YOUR ASSIGNMENT =
Write out every entry once more, character for character.

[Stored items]

PR #282, opened 2022-01-17
BannerWithLink style tweaks

tjmw:
## What does this change?

This PR updates the `BannerWithLink` colours to the designs from marketing for the Gu in 2021 moment.

I made a couple of simplifications along the way to accommodate the new colours, for example:

* Removed the hover effect on the close button and main link button
* Simplified the info icon to be a single colour with transparent background

## How to test

The changes are deployed to the [CODE storybook](https://braze-components.code.dev-gutools.co.uk/?path=/story/workinprogress-banner-bannerwithlink--default-story).

## Images

Screenshot 2022-01-17 at 12 10 30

PROBLEM SOLUTION =
PR #282, opened 2022-01-17
BannerWithLink style tweaks

tjmw:
## What does this change?

This PR updates the `BannerWithLink` colours to the designs from marketing for the Gu in 2021 moment.

I made a couple of simplifications along the way to accommodate the new colours, for example:

* Removed the hover effect on the close button and main link button
* Simplified the info icon to be a single colour with transparent background

## How to test

The changes are deployed to the [CODE storybook](https://braze-components.code.dev-gutools.co.uk/?path=/story/workinprogress-banner-bannerwithlink--default-story).

## Images

Screenshot 2022-01-17 at 12 10 30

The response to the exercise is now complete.